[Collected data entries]
+ + +

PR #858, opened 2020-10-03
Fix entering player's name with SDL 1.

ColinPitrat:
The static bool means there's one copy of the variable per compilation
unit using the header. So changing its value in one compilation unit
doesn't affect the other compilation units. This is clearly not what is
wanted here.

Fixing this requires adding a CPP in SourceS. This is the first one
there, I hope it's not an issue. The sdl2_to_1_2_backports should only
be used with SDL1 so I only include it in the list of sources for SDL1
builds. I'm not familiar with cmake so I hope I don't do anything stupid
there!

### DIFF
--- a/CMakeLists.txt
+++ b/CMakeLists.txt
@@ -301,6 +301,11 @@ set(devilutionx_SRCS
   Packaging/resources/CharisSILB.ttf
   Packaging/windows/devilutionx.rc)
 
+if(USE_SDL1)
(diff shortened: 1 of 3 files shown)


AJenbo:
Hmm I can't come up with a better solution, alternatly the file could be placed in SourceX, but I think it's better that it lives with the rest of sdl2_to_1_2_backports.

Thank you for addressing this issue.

+ + +

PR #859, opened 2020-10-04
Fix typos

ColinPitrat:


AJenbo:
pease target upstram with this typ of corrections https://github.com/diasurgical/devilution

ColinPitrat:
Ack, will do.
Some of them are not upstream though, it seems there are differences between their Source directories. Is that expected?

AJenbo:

+ + +

= INSTRUCTIONS TO FOLLOW =
Using the records above, copy word for word the line with "PR #858, opened 2020-10-03", the line with "Thank you for addressing this issue.", and every line between them.

= RESPONSE AREA =
PR #858, opened 2020-10-03
Fix entering player's name with SDL 1.

ColinPitrat:
The static bool means there's one copy of the variable per compilation
unit using the header. So changing its value in one compilation unit
doesn't affect the other compilation units. This is clearly not what is
wanted here.

Fixing this requires adding a CPP in SourceS. This is the first one
there, I hope it's not an issue. The sdl2_to_1_2_backports should only
be used with SDL1 so I only include it in the list of sources for SDL1
builds. I'm not familiar with cmake so I hope I don't do anything stupid
there!

### DIFF
--- a/CMakeLists.txt
+++ b/CMakeLists.txt
@@ -301,6 +301,11 @@ set(devilutionx_SRCS
   Packaging/resources/CharisSILB.ttf
   Packaging/windows/devilutionx.rc)
 
+if(USE_SDL1)
(diff shortened: 1 of 3 files shown)


AJenbo:
Hmm I can't come up with a better solution, alternatly the file could be placed in SourceX, but I think it's better that it lives with the rest of sdl2_to_1_2_backports.

Thank you for addressing this issue.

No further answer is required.